→ Material to process
PR #1091, opened 2025-10-06
feat: encrypt RPC connections with TLS

iljakuklic:
These are backward compatible changes, the node behaviour is not changed by default. The cleartext ports are still open. There is an option to open ports with the encrypted version provided the server certificate and key are set up in the config file.

CONFIG-CHANGE:
  * Added `tls.certificate` and `tls.key` to specify paths to server TLS certificate files.
  * Added `rpc.admin-tls-port`, `rpc.readrpc-tls-port`, and `rpc.grpc-tls-port` to specify encrypted RPC ports.

### DIFF
--- a/.github/workflows/audit.yml
+++ b/.github/workflows/audit.yml
@@ -27,7 +27,7 @@ jobs:
       checks: write
     steps:
       - name: Checkout
-        uses: actions/checkout@v5
+        uses: actions/checkout@v6
       - uses: rustsec/audit-check@v2.0.0
         with:
           token: ${{ secrets.GITHUB_TOKEN }}
--- a/.github/workflows/coverage.yml
+++ b/.github/workflows/coverage.yml
@@ -18,7 +18,7 @@ jobs:
     name: Unit & Linter coverage
     runs-on: ubuntu-latest-16-cores
     steps:
-      - uses: actions/checkout@v5
+      - uses: actions/checkout@v6
         with:
           fetch-depth: 0 # Shallow clones should be disabled for a better relevancy of analysis
 
--- a/.github/workflows/cycle-tracker.yml
+++ b/.github/workflows/cycle-tracker.yml
@@ -23,7 +23,7 @@ jobs:
     timeout-minutes: 30
     steps:
       - name: Checkout sources
-        uses: actions/checkout@v5
+        uses: actions/checkout@v6
 
       - name: Install toolchain
         uses: dtolnay/rust-toolchain@stable
--- a/.github/workflows/doc.yml
+++ b/.github/workflows/doc.yml
@@ -21,7 +21,7 @@ jobs:
     if: github.event.action != 'closed'
     steps:
       - name: Checkout
-        uses: actions/checkout@v5
+        uses: actions/checkout@v6
 
       - name: Install toolchain
         uses: dtolnay/rust-toolchain@stable
@@ -82,7 +82,7 @@ jobs:
       issues: write
     steps:
       - name: Checkout
-        uses: actions/checkout@v5
+        uses: actions/checkout@v6
 
       - name: Download documentation artifact
         uses: actions/download-artifact@v5
@@ -149,7 +149,7 @@ jobs:
     runs-on: ubuntu-latest
     steps:
       - name: Checkout
-        uses: actions/checkout@v5
+        uses: actions/checkout@v6
 
       - name: Setup Node.js
         uses: actions/setup-node@v6
--- a/.github/workflows/docker-build.yml
+++ b/.github/workflows/docker-build.yml
@@ -36,7 +36,7 @@ jobs:
       tags: ${{ steps.meta.outputs.tags }}
     steps:
       - name: Checkout
-        uses: actions/checkout@v5
+        uses: actions/checkout@v6
 
       - name: Set up QEMU
         uses: docker/setup-qemu-action@v3
--- a/.github/workflows/mq-checking-commit.yml
+++ b/.github/workflows/mq-checking-commit.yml
@@ -17,7 +17,7 @@ jobs:
     if: ${{ github.event_name == 'merge_group' }}
     runs-on: ubuntu-latest
     steps:
-      - uses: actions/checkout@v5
+      - uses: actions/checkout@v6
         with:
           fetch-depth: 0
       - uses: wagoid/commitlint-github-action@v6
--- a/.github/workflows/proto.yml
+++ b/.github/workflows/proto.yml
@@ -19,7 +19,7 @@ jobs:
   buf:
     runs-on: ubuntu-latest
     steps:
-      - uses: actions/checkout@v5
+      - uses: actions/checkout@v6
         with:
           repository: ${{ github.event.pull_request.head.repo.full_name || github.repository }}
           ref: ${{ github.head_ref || github.event.pull_request.head.ref || github.ref }}
--- a/.github/workflows/quality.yml
+++ b/.github/workflows/quality.yml
@@ -23,7 +23,7 @@ jobs:
     runs-on: ubuntu-latest
     steps:
       - name: Checkout
-        uses: actions/checkout@v5
+        uses: actions/checkout@v6
 
       - name: Install toolchain
         uses: dtolnay/rust-toolchain@nightly
@@ -40,7 +40,7 @@ jobs:
     timeout-minutes: 20
     steps:
       - name: Checkout sources
-        uses: actions/checkout@v5
+        uses: actions/checkout@v6
 
       - name: Install toolchain
         uses: dtolnay/rust-toolchain@stable
@@ -66,7 +66,7 @@ jobs:
     timeout-minutes: 10
     steps:
       - name: Checkout sources
-        uses: actions/checkout@v5
+        uses: actions/checkout@v6
 
       - name: Install toolchain
         uses: dtolnay/rust-toolchain@nightly
--- a/.github/workflows/release.yml
+++ b/.github/workflows/release.yml
@@ -40,7 +40,7 @@ jobs:
           echo "PLATFORM_PAIR=${platform//\//-}" >> $GITHUB_ENV
 
       - name: Checkout
-        uses: actions/checkout@v5
+        uses: actions/checkout@v6
 
       - name: Docker meta
         id: meta
--- a/.github/workflows/test.yml
+++ b/.github/workflows/test.yml
@@ -26,14 +26,14 @@ jobs:
     runs-on: ubuntu-latest-16-cores
     steps:
       - name: Checkout
-        uses: actions/checkout@v5
+        uses: actions/checkout@v6
       - uses: ./.github/actions/unit-test
 
   isolated-feature-checks:
     name: "Isolated feature checks"
     runs-on: ubuntu-latest-16-cores
     steps:
-      - uses: actions/checkout@v5
+      - uses: actions/checkout@v6
       - uses: dtolnay/rust-toolchain@stable
       - uses: Swatinem/rust-cache@v2
         with:
@@ -49,7 +49,7 @@ jobs:
     timeout-minutes: 30
     steps:
       - name: Checkout sources
-        uses: actions/checkout@v5
+        uses: actions/checkout@v6
 
       - name: Load image
         run: |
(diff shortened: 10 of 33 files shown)


atanmarko:
@iljakuklic Fix the conflicts.

crates/agglayer-node/src/node.rs
```diff
@@ -326,6 +353,49 @@ impl Node {
         Ok(node)
     }
 
+    fn serve_rpc(
+        name: &str,
+        handles: &mut Vec<axum_server::Handle>,
+        addr_plain: SocketAddr,
+        addr_tls: SocketAddr,
```
atanmarko, line 373: Should both of this endpoints be optional, and handle plain, tls or both endpoints depending of the passed arguments.

tests/integrations/src/agglayer_setup.rs
```diff
@@ -123,26 +136,49 @@ pub async fn start_agglayer(
...
     let client = loop {
         if max_attempts == 0 {
-            panic!("Failed to connect to the server");
+            panic!("Failed to connect to the node RPC server {url}");
         }
         interval.tick().await;
-        if let Ok(client) = WsClientBuilder::default().build(&url).await {
+
+        let client_res = WsClientBuilder::default()
+            .with_custom_cert_store({
```
atanmarko, line 209: Could we return both or one of clients (plain and tls) depending on the configuration from `start_agglayer` test function?

crates/agglayer-node/src/node.rs
iljakuklic: The tls part is already optional, will be turned off if server certificates are not configured. The aim of this PR is to integrate TLS support into the node, and make it testable. By default, the node should behave as before.

Various other potentially breaking changes are planned as a follow-up. That includes:

* Changes to the config file format
* Changing the defaults (e.g. plaintext only listen on localhost)
* Configuration granularity (should the certificates be specified on per-endpoint basis or should they be shared)
* Determining whether TLS should be mandatory for some services. Will quite possibly be required for services that also require authentication.
* etc.

crates/agglayer-node/src/lib.rs
```diff
@@ -69,6 +64,16 @@ pub fn main(
 
     info!("Starting agglayer node version info: {}", version);
 
+    // Initialize rustls crypto provider.
+    crypto::CryptoProvider::install_default(crypto::aws_lc_rs::default_provider())
```
Ekleog-Polygon, line 70: Not sure I understand, AFAIU this is already the default provider in rustls?

crates/agglayer-node/src/node.rs
```diff
@@ -300,21 +300,42 @@ impl Node {
             .merge(health_router)
             .merge(json_rpc_router);
 
-        let readrpc_listener = tokio::net::TcpListener::bind(config.readrpc_addr()).await?;
-        let public_grpc_listener = tokio::net::TcpListener::bind(config.public_grpc_addr()).await?;
-        let admin_listener = tokio::net::TcpListener::bind(config.admin_rpc_addr()).await?;
-        info!(on = %config.readrpc_addr(), "ReadRPC listening");
-        info!(on = %config.public_grpc_addr(), "Public gRPC listening");
         info!(on = %config.admin_rpc_addr(), "AdminRPC listening");
```
Ekleog-Polygon: Why leave just this info log? AFAIU we actually start listening only down below?

crates/agglayer-node/src/node.rs
```diff
@@ -324,6 +345,12 @@ impl Node {
                 _ = cancellation_token.cancelled() => {
                     debug!("Node RPC shutdown requested.");
                 }
+            };
+
```
Ekleog-Polygon, line 351: Nit: log the shutdown, eg. if one of the server tasks completes we wouldn't see anything otherwise

crates/agglayer-node/src/node.rs
```diff
@@ -335,6 +362,49 @@ impl Node {
...
+                Some(tls_server_fut) => tls_server_fut.await,
+                None => std::future::pending().await,
+            }
+        };
+
+        async move {
+            tokio::select! {
+                _ = plain_server_fut => {},
+                _ = tls_server_fut => {},
+            }
```
Ekleog-Polygon, line 408: Nit: I think you could use an `if` precondition to disable the branch without the `std::future::pending` hack? Maybe you'd also need `OptionFuture` to avoid too much boilerplate then.

tests/dev-tls-certs/build.rs
```diff
@@ -0,0 +1,57 @@
+use std::{env, fs, path::Path};
+
+use rcgen::{CertificateParams, ExtendedKeyUsagePurpose as EKU, KeyUsagePurpose as KU, SanType};
+
+fn main() {
+    // Step 1: Generate CA certificate.
+    let ca_keys = rcgen::KeyPair::generate().expect("CA key generation failed");
```
Ekleog-Polygon, line 7: IMO we could have used a hardcoded snake oil certificate here and it'be fine; but now that you've written the code let's just use it :smile:

tests/dev-tls-certs/src/lib.rs
```diff
@@ -0,0 +1,25 @@
+//! Gives access to pre-generated TLS certificates for testing.
+
+/// Path to the CA certificate.
+pub const CA_CERT_PATH: &str = concat!(env!("OUT_DIR"), "/ca.cert.pem");
+
+/// Path to the server certificate.
+pub const SERVER_CERT_PATH: &str = concat!(env!("OUT_DIR"), "/server.cert.pem");
+
+/// Path to the server private key.
+pub const SERVER_KEY_PATH: &str = concat!(env!("OUT_DIR"), "/server.key.pem");
```
Ekleog-Polygon, line 10: Nit: this is technically wrong, because the path is on the dev machine, which will break eg. when if we ever run tests on a different machine than we're building them (which could happen for example in CI).

This being said, it should probably be fine :shrug: Best would be to `include_bytes` here but then we can't just provide it as path, and we'd need a new function to write the bytes to a `tempfile` and return the relevant `PathBuf`.

Feel free to ignore this nit :smile:

tests/integrations/Cargo.toml
```diff
@@ -26,9 +26,12 @@ pin-project.workspace = true
 rand.workspace = true
 reqwest = "0.12.23"
 rstest.workspace = true
+rustls.workspace = true
+rustls-pemfile = "2.2"
```
Ekleog-Polygon: Nit: can we move this dep to the workspace?

tests/integrations/Cargo.toml
```diff
@@ -53,5 +56,4 @@ agglayer-types.workspace = true
 agglayer-prover-config.workspace = true
 pessimistic-proof-test-suite.workspace = true
 pessimistic-proof.workspace = true
-
-test-log.workspace = true
+dev-tls-certs = { path = "../dev-tls-certs" }
```
Ekleog-Polygon: And this one too

tests/integrations/src/agglayer_setup.rs
```diff
@@ -102,12 +103,24 @@ pub async fn start_agglayer(
         }],
     });
 
+    config.tls = Some(agglayer_config::TlsConfig {
+        certificate: dev_tls_certs::SERVER_CERT_PATH.into(),
+        key: dev_tls_certs::SERVER_KEY_PATH.into(),
+    });
+
+    assert!(config.tls.is_some());
```
Ekleog-Polygon: AFAICT this is useless, as we set it just above. A comment explaining why might do a better job at saying "don't remove this from tests"

tests/integrations/src/l1_setup.rs
```diff
@@ -22,7 +22,7 @@ impl L1Docker {
                 &format!("{ws_port}:8546"),
                 "-d",
                 "--name",
-                &name,
+                &format!("{name}_10"),
```
Ekleog-Polygon: Hmm… why is this necessary? (FWIW I've hit issues with integration tests that required me to manually remove the previous container before retrying; if this is the reason then removing the container before running might be a better choice)

tests/dev-tls-certs/build.rs
iljakuklic: > IMO we could have used a hardcoded snake oil certificate here and it'be fine; but now that you've written the code let's just use it 😄

Tried that initially but was getting annoying emails from github about certificates in the repo.

crates/agglayer-node/src/node.rs
iljakuklic: > Nit: I think you could use an `if` precondition to disable the branch without the `std::future::pending` hack? Maybe you'd also need `OptionFuture` to avoid too much boilerplate then.

I am not quite sure how would that work. Observe that both futures need to be in the select arm, so the other one is not cancelled when one makes progress. I could still disable the branch if TLS is not configured but I don't see much of a point in doing that.

crates/agglayer-node/src/lib.rs
iljakuklic: > Not sure I understand, AFAIU this is already the default provider in rustls?

The crypto operations panic without this initialization line.

tests/integrations/src/agglayer_setup.rs
iljakuklic: > Could we return both or one of clients (plain and tls) depending on the configuration from `start_agglayer` test function?

Added the ability to switch between plaintext / tls to the testing environment setup.

tests/integrations/src/agglayer_setup.rs
```diff
@@ -53,11 +53,54 @@ pub async fn start_l1() -> L1Docker {
...
+    ) -> (oneshot::Receiver<()>, WsClient, CancellationToken) {
+        start_agglayer(config_path, l1, self.config, self.token, self.use_tls).await
+    }
+
+    pub async fn setup_network(
+        self,
+        tmp_dir: &Path,
+    ) -> (oneshot::Receiver<()>, L1Docker, WsClient) {
+        let l1 = start_l1().await;
+        let (receiver, client, _token) = self.start_agglayer(tmp_dir, &l1).await;
```
Ekleog-Polygon, line 92: Nit: this feels weird to me, intuitively a "setup" function should set up without starting, but a "start" function could both setup and start.

So I'd argue for renaming "setup_network" into "start_network" here. WDYT?

(Though I see it was already named this way before, so this is definitely not a blocker)

crates/agglayer-node/src/node.rs
Ekleog-Polygon: :+1: Probably not worth investigating further then :smile:

crates/agglayer-config/Cargo.toml
```diff
@@ -6,6 +6,7 @@ edition.workspace = true
 [dependencies]
 dirs.workspace = true
 alloy-primitives.workspace = true
+axum-server.workspace = true
```
Freyskeyd, line 9: why is it necessary?

crates/agglayer-node/src/node.rs
```diff
@@ -328,6 +347,14 @@ impl Node {
...
                     debug!("Node RPC shutdown requested.");
                 }
+            };
+
+            info!("Shutting down RPC services");
+
+            // Signal to all RPCs to shut down gracefully.
+            for handle in rpc_service_handles {
+                // Note: shutdown timeout is already applied on runtime level.
+                handle.graceful_shutdown(None);
```
Freyskeyd, line 357: are you sure that it will properly handle a graceful shutdown that way?

Cargo.toml
```diff
@@ -46,6 +50,7 @@ agglayer-test-suite = { path = "crates/agglayer-test-suite" }
 pessimistic-proof = { path = "crates/pessimistic-proof" }
 pessimistic-proof-core = { path = "crates/pessimistic-proof-core" }
 pessimistic-proof-test-suite = { path = "crates/pessimistic-proof-test-suite" }
+dev-tls-certs = { path = "tests/dev-tls-certs" }
```
Freyskeyd, line 53: Maybe in alphabetic order can be better?

tests/integrations/src/agglayer_setup.rs
atanmarko: I agree, `start_network` makes more sense.

crates/agglayer-config/Cargo.toml
iljakuklic: Unfortunately, I did not find a way for normal `axum` to do TLS.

→ Exercise description
Extract each line from the listing that holds the word "info".

→ Exercise answer
     info!("Starting agglayer node version info: {}", version);
-        info!(on = %config.readrpc_addr(), "ReadRPC listening");
-        info!(on = %config.public_grpc_addr(), "Public gRPC listening");
         info!(on = %config.admin_rpc_addr(), "AdminRPC listening");
Ekleog-Polygon: Why leave just this info log? AFAIU we actually start listening only down below?
+            info!("Shutting down RPC services");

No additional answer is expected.